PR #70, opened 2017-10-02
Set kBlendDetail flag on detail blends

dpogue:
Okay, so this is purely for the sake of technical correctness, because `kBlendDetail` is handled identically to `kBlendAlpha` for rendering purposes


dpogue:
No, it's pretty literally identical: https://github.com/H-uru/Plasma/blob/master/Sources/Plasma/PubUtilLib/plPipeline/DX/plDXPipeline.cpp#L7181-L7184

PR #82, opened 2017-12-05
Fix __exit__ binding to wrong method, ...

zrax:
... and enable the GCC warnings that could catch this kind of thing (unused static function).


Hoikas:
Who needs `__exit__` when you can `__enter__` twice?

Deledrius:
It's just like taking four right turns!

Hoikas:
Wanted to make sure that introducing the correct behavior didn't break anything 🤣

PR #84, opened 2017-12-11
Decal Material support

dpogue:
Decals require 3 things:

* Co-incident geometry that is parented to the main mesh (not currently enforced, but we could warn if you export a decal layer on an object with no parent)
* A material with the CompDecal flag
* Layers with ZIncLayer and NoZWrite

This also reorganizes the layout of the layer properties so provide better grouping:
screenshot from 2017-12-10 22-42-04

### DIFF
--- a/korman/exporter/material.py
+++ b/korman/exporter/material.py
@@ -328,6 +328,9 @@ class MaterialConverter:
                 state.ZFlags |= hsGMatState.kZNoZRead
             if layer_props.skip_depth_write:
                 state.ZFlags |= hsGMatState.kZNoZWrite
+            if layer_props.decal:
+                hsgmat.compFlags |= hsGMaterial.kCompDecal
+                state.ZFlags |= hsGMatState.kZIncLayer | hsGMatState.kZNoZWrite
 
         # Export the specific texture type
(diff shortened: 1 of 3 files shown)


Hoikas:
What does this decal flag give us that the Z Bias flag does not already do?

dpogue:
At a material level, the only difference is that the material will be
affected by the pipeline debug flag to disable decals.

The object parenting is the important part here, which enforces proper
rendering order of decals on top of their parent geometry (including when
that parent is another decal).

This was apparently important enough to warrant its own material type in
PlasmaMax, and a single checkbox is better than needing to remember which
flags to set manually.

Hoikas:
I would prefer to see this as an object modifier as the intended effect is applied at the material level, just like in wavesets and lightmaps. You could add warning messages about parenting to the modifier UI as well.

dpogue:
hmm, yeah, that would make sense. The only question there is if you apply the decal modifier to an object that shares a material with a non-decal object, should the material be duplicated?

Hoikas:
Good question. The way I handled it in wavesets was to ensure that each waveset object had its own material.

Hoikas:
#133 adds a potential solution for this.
===
DIRECTIONS FOR THIS TASK —
All of the material is to be copied word for word.

RESULT —
PR #70, opened 2017-10-02
Set kBlendDetail flag on detail blends

dpogue:
Okay, so this is purely for the sake of technical correctness, because `kBlendDetail` is handled identically to `kBlendAlpha` for rendering purposes


dpogue:
No, it's pretty literally identical: https://github.com/H-uru/Plasma/blob/master/Sources/Plasma/PubUtilLib/plPipeline/DX/plDXPipeline.cpp#L7181-L7184

PR #82, opened 2017-12-05
Fix __exit__ binding to wrong method, ...

zrax:
... and enable the GCC warnings that could catch this kind of thing (unused static function).


Hoikas:
Who needs `__exit__` when you can `__enter__` twice?

Deledrius:
It's just like taking four right turns!

Hoikas:
Wanted to make sure that introducing the correct behavior didn't break anything 🤣

PR #84, opened 2017-12-11
Decal Material support

dpogue:
Decals require 3 things:

* Co-incident geometry that is parented to the main mesh (not currently enforced, but we could warn if you export a decal layer on an object with no parent)
* A material with the CompDecal flag
* Layers with ZIncLayer and NoZWrite

This also reorganizes the layout of the layer properties so provide better grouping:
screenshot from 2017-12-10 22-42-04

### DIFF
--- a/korman/exporter/material.py
+++ b/korman/exporter/material.py
@@ -328,6 +328,9 @@ class MaterialConverter:
                 state.ZFlags |= hsGMatState.kZNoZRead
             if layer_props.skip_depth_write:
                 state.ZFlags |= hsGMatState.kZNoZWrite
+            if layer_props.decal:
+                hsgmat.compFlags |= hsGMaterial.kCompDecal
+                state.ZFlags |= hsGMatState.kZIncLayer | hsGMatState.kZNoZWrite
 
         # Export the specific texture type
(diff shortened: 1 of 3 files shown)


Hoikas:
What does this decal flag give us that the Z Bias flag does not already do?

dpogue:
At a material level, the only difference is that the material will be
affected by the pipeline debug flag to disable decals.

The object parenting is the important part here, which enforces proper
rendering order of decals on top of their parent geometry (including when
that parent is another decal).

This was apparently important enough to warrant its own material type in
PlasmaMax, and a single checkbox is better than needing to remember which
flags to set manually.

Hoikas:
I would prefer to see this as an object modifier as the intended effect is applied at the material level, just like in wavesets and lightmaps. You could add warning messages about parenting to the modifier UI as well.

dpogue:
hmm, yeah, that would make sense. The only question there is if you apply the decal modifier to an object that shares a material with a non-decal object, should the material be duplicated?

Hoikas:
Good question. The way I handled it in wavesets was to ensure that each waveset object had its own material.

Hoikas:
#133 adds a potential solution for this.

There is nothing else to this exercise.